1933-1991 Polish author

Purportedly he had a horrific childhood hiding from the Nazis during World War II, and a tenuous existence under the Stalinists in Poland. Emigrating to the U.S., he drew upon his past experiences to write semiautobiographical novels with elements of violence, anxiety, and eroticism, as in The Painted Bird (1965) and Steps (1968). He also wrote several books on sociology under the name of Joseph Novak. He committed suicide in New York City.

Source: http://www.geocities.com/Hollywood/8200/kosinski.htm Last Updated 12.16.01

Possibly best-known as the author of Being There, the film adaptation of which is one of my all-time favorite movies.

As more research is done into the life of Jerzy Kosinski ever more of the mythology that he built up around himself is called into question. While he didn't have a wonderful childhood, "horrific" might be too strong a word. The Painted Bird was fiction, though he consistently allowed people to believe that it wasn't. He was never separated from his parents during the war, and while yes, they hid from the Nazis, they did so in relative comfort in a small Polish village, his father a respected teacher and his mother able to employ a maid to clean her house.
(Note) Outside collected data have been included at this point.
PR #789, opened 2022-11-22
sdl2: update to 2.26.0

Jan200101:
released in the past 24 hours
https://github.com/libsdl-org/SDL/releases/tag/release-2.26.0

CI is expected to fail


Jan200101:
despite announcing it, I did not intend to forget to update releases.json

Jan200101:
Compiled locally against Fedora 37 and Windows using [MXE](https://mxe.cc/), ran some tests as well as Lite-XL and it appears to work flawlessly (and the MSVC & MacOS CI passes which is a miracle).

Some more eyes should look over this because this is the bare minimum to make things work flawlessly on my end, and I might have dropped the ball on some architecture or OS I do not use.

neheb:
Hmm I don't see any dllexport or def file for pulseaudio. I do know meson is broken with the latter for clang on MSYS2. See https://github.com/mesonbuild/meson/issues/10782

Biswa96:
> The issue might be broken pulseaudio under the latter honestly...

My apology, I have no idea about that topic 🙇

neheb:
> > The issue might be broken pulseaudio under the latter honestly...
> 
> My apology, I have no idea about that topic 🙇

maybe @mehdichinoune knows

As far as I can tell, https://github.com/msys2/MINGW-packages/blob/master/mingw-w64-pulseaudio/0002-meson-check-version-script.patch is a clue.

GNU ld supports it but LLVM LLD does not.

the map-file includes pa_strerror.

Biswa96:
We can add DEF file with pulseaudio in upstream. But I do not know if that issue is related to this SDL2 change.

neheb:
It is not.

adding a def file will not work because of https://github.com/mesonbuild/meson/issues/10782

Biswa96:
Adding a DEF file in pulseaudio worked with gcc and with clang. See the required changes in this merge request https://gitlab.freedesktop.org/pulseaudio/pulseaudio/-/merge_requests/761

neheb:
Weird. Wonder why I ran into the libusb issue. Maybe lld quirk relating to functions being exported twice.

PR #791, opened 2022-11-24
lame: Small updates

amyspark:
Hi,

These are small quality-of-life updates for LAME wrap users on Windows.


amyspark:
[This sanity check failure](https://github.com/mesonbuild/wrapdb/actions/runs/3540961426/jobs/5944637823#step:5:58) means it expects all dependencies to be enabled by default?

jpakkane:
Seems like it. You'd need to change it to `required: false` and do the juggling required to build it without mpg123, assuming it really is an optional dependency. If it truly is mandatory then it needs to be added to WrapDB too.

neheb:
It's just the meson_option.txt options that need to be flipped. Alternatively, do so in CI_config.json

amyspark:
It can be built without it, but it will save headaches if we follow @neheb's suggestion. CI's green now!

neheb:
I cleaned it up further: https://github.com/neheb/wrapdb/commits/fluid

Would be great to add here.

neheb:
Hmmm I don't see dllimport anywhere. There's also this issue:

```
libsndfile| Library mp3lame found: NO
```

AFAIK there's no pkgconfig file that comes with LAME.

version change seems wrong too:

```
> find /usr | grep mp3lame
/usr/lib64/libmp3lame.so.0
/usr/lib64/libmp3lame.so.0.0.0
```

eli-schwartz:
>  lame: Install pkg-config file 

This does not match upstream, which means that other projects ***cannot*** (are not allowed to) use it, because it will then fail to detect that lame is installed on the system. Same reason I *still* think it was wrong to add a provide section. :D 

This needs to be solved in https://sourceforge.net/p/lame/feature-requests/42/

neheb:
But without the provide section the wrap cannot be used at all. Which means no point in having it...

In the case of libsndfile, I'm changing find_library() to dependency() to get it to use the wrap.

The last comment of that thread is interesting. Seems Debian maintainers want a pkgconfig file.

I'm still curious why missing dllimport results in proper linking. Something tells me dllexport is not being applied and MinGW just compiles file.

eli-schwartz:
> But without the provide section the wrap cannot be used at all. Which means no point in having it...

Sure it can be used, via subproject('foo').get_variable() in an if/else.

You already do need to use if/else, because you need to first check with cc.find_library() to check if it is installed to the system and only after that fails can you go look for a subproject.

eli-schwartz:
> The last comment of that thread is interesting. Seems Debian maintainers want a pkgconfig file.

Debian maintainers want lots of things.

Debian maintainers have, for ***decades***, been modifying and patching software with whatever changes they believe make software better for Debian's own use. It's not a concern of theirs if that makes it more difficult for ***other*** upstream projects to know whether their software works on non-Debian systems.

Most other issues I have with Debian, I acknowledge to be personal preference or just griping about bugs. This particular issue, I actually believe makes Debian a dishonest member of the open source community and a distro that people should refuse to use and encourage others to not use. It's very frustrating.

neheb:
I guess MinGW supports mixing dllexport and __attribute__((visibility))...

This is an interesting upstream change: https://sourceforge.net/p/lame/svn/6485/

amyspark:
@eli-schwartz @neheb,

> Hmmm I don't see dllimport anywhere. There's also this issue:

I've not changed anything regarding dllimport; in any case, it's set in https://github.com/mesonbuild/wrapdb/blob/3eeff0ec57a580f8238f0db8ed64b52f86cc6a7a/subprojects/packagefiles/lame/meson.build#L140-L147

>  AFAIK there's no pkgconfig file that comes with LAME.
> 
> This does not match upstream, which means that other projects cannot (are not allowed to) use it, because it will then fail to detect that lame is installed on the system. Same reason I still think it was wrong to add a provide section. :D

I've added a pkg-config file as per https://lists.gnu.org/archive/html/guix-patches/2020-12/msg00359.html and https://sourceforge.net/p/lame/mailman/message/9923548/, to aid in looking stuff up. If that's bothersome, please let me know and I'll remove the commit.

> edit: this wrap doesn't even work:

Is that caused by my changes or has the wrap been always broken? If the latter, is it something that I should address here?

> Most other issues I have with Debian, I acknowledge to be personal preference or just griping about bugs. This particular issue, I actually believe makes Debian a dishonest member of the open source community and a distro that people should refuse to use and encourage others to not use. It's very frustrating.

This PR is about Meson, enhancing the usability and error-proof-ness of one of its wraps in Windows. I am not involved with Debian in any capacity, nor I am an user of their software, so I am incapable and unwilling to make any judgments as to the design decisions of the Debian distribution.

 > I guess MinGW supports mixing dllexport and attribute((visibility))...

`__declspec(dllexport)` is the Windows (read: MSVC) extended attribute syntax, and `attribute((visibility))` is the GCC/Clang version. It's cumbersome, but makes sense that both would be supported.

amyspark:
I've removed the pkg-config entry and the soversion change for compatibility, as the [Ubuntu package](https://packages.ubuntu.com/jammy/amd64/libmp3lame0/filelist) doesn't show any.

neheb:
@amyspark that's dllexport, not import. In any case, it works only because MinGW supports mixing dllexport and attribute((visibility)). Not really relevant to these changes.

the wrap not working has probably always been the case. I'd just pull the changes in my branch.

amyspark:
Closing in favour of #799.

PR #792, opened 2022-11-24
sdl2_mixer: Define version

Charadon:
sdl2_mixer was missing a definition of it's version, so I added one.


eli-schwartz:
Can you please also update the build revision (the part after the `-` in the versions entry) in releases.json -- that will cause a new version of the wrap itself to be released.

Charadon:
That good?

eli-schwartz (approved):
Thanks!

And his existence in Communist Poland was hardly tenuous. He was a top student, a prize-winning photographer, the son of a powerful party official, and the darling of several of the country's top social science professors, who made his academic life much easier than it could have been. He came to the US not in some daring escape, but as an exchange student on full scholarship from the Ford Foundation, with the full knowledge and consent of the Polish government.

His life interplays with his fiction in interesting ways, though. While it is certain that he was never imprisoned for months by an old man who hung him from the rafters by his arms while a vicious dog snapped inches below his feet (one of the most brutal scenes from The Painted Bird), there does seem to have been some childhood trauma that left him with a lifelong dread of dogs and with permanently damaged shoulders, turned in such a way as to suggest a long period spent hanging by the arms. Speculation points to some kind of parental abuse. And while a mob of angry villagers never threw him into a pit of refuse for the crime of dropping the altar plate, he did once drop the altar plate as a child and was deeply ashamed, though interviews suggest that no one publicly punished or even reprimanded him for it.

I still think Jerzy Kosinski was a genius writer. But he was also a pathological liar. And he led a fascinating life, even if it wasn't the one he told people he led.